It is impossible for the
U.S. to maintain the reserve currency and run trade surpluses
By CHARLES HUGH SMITH
By CHARLES HUGH SMITH
Many well-meaning commentators look back on the era of strong
private-sector unions and robust U.S. trade surpluses with longing. The
Progressive consensus (articulated by Robert Reich, among others) is that
unions gave the working and middle classes bargaining power that has been lost
in the decline of unions.
Other commentators look back with similar nostalgia on the large trade
surpluses (i.e. current account surplus) of the same era--the 1950s and 1960s.
The two trends are connected. Unions had bargaining
power because the corporations on the other side of the table were generally
cartels (autos, steel, etc.) that were largely domestic, meaning that they were
captive to domestic markets and politics.
All these conditions have changed. Present-day
U.S. corporations are global, not domestic; up to 75% of their sales and/or
profits are generated in overseas markets, and a similar percentage of their
workforces are also overseas, not just for cost reasons but to stay close to
the markets generating their profits.
Free-trade agreements restrict attempts to protect domestic markets from
overseas competition, and as a result domestic unions have essentially zero
bargaining power with either nominally American firms or their global
competitors in most markets.
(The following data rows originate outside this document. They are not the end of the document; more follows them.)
PR #502, opened 2022-10-02
[14.0][IMP] *_online_ponto: forward port 12.0 improvements

NL66278:
Separate retrieval of data from ponto (buffer data) and creation of statements.


account_statement_import_online_ponto/__manifest__.py
```diff
@@ -1,14 +1,22 @@
...
+# Copyright 2022 Therp BV <https://therp.nl>.
 # License AGPL-3.0 or later (https://www.gnu.org/licenses/agpl).
 {
     "name": "Online Bank Statements: MyPonto.com",
-    "version": "14.0.1.1.0",
+    "version": "14.0.2.0.0",
     "category": "Account",
     "website": "https://github.com/OCA/bank-statement-import",
-    "author": "Florent de Labarre, Odoo Community Association (OCA)",
+    "author": "Florent de Labarre" ", Therp BV" ", Odoo Community Association (OCA)",
```
alexey-pelykh: `" "` should be removed

NL66278: Done!

account_statement_import_online_ponto/models/ponto_buffer.py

The only sectors open to union bargaining power
are domestic monopolies or cartels with no overseas competition, i.e. the
government, which is why the union movement is now dominated by public unions.
The trade surpluses vanished for two reasons: global competition and protection of the dollar as the world's reserve currency. This is a
difficult issue to grasp, so let's do it in parts:
1. When the global exporting nations recovered after World War II, their costs of labor and production were cheaper than American industry, which was hobbled by the strong dollar. For example, $1 bought 250 yen as recently as the early 1970s. Today, it barely buys 100 yen.
2. As a result, cheap imports took market share from domestic producers (believe it or not, BMWs were once relatively cheap), and the U.S. trade balance went negative, i.e. the U.S. ran trade deficits. To settle the deficits, the U.S. had to ship gold to the creditor nations.
3. As the trade deficits expanded, America's gold holdings shrank. The writing was on the wall: continued deficits would eventually shrink the U.S. gold holdings to zero, at which point deficits would be impossible to sustain.
4. As a result, President Nixon closed the gold window and the U.S. dollar floated in a market of supply and demand.
What
Will Benefit from Global Recession? The U.S. Dollar (October 9,
2012)
Understanding
the "Exorbitant Privilege" of the U.S. Dollar (November
19, 2012)
Prior to 1971, the dollar was backed by gold, which acted as a supra-national
anchor to the dollar's reserve status. The gold standard inhibited both massive
trade deficits and money creation, so it was jettisoned.
The Triffin paradox is a theory that when a
national currency also serves as an international reserve currency, there could
be conflicts of interest between short-term domestic and long-term
international economic objectives. This dilemma was first identified by
Belgian-American economist Robert Triffin in the 1960s, who pointed out that
the country whose currency foreign nations wish to hold (the global reserve
currency) must be willing to supply the world with an extra supply of
its currency to fulfill world demand for this 'reserve' currency (foreign
exchange reserves) and thus cause a trade deficit. (emphasis added)
The use of a national currency (i.e. the U.S.
dollar) as global reserve currency leads to a tension between national monetary
policy and global monetary policy. This is reflected in fundamental imbalances
in the balance of payments, specifically the current account: some goals
require an overall flow of dollars out of the United States, while others
require an overall flow of dollars in to the United States. Net currency
inflows and outflows cannot both happen at once.
In other words, the U.S. must "export" U.S. dollars by running a
trade deficit to supply the world with dollars to hold as reserves and to use
to pay debt denominated in dollars. Other
nations need U.S. dollars in reserve to back their own credit creation.
It is impossible for the U.S. to maintain the reserve currency and run trade surpluses. It's
Hobson's Choice: if you run trade surpluses, you cannot supply the global
economy with the currency flows it needs for trade, reserves, payment of debt
denominated in the reserve currency and credit expansion.
If you don't possess the reserve currency, you can't print money and have
it accepted as payment. (The euro and yen are quasi-reserve currencies based on
the size of the European Union and Japanese economies, but neither acts as the primary
reserve and as a result both are vulnerable to currency crises, despite the
conventional wisdom that both are on the same footing as the U.S. dollar.)
Unions have little bargaining power in a global economy with surplus labor
and mobile capital, and trade surpluses are impossible for the nation
possessing the reserve currency. Some view this as a liability, but any
currency that is not the reserve currency is vulnerable to a currency/credit
crisis and collapse, for currency and credit are tied at the hip through
reserves.
Those who disbelieve that the yuan, yen and euro are vulnerable to currency/credit crises--please check in around September 2015.
Those who disbelieve that the yuan, yen and euro are vulnerable to currency/credit crises--please check in around September 2015.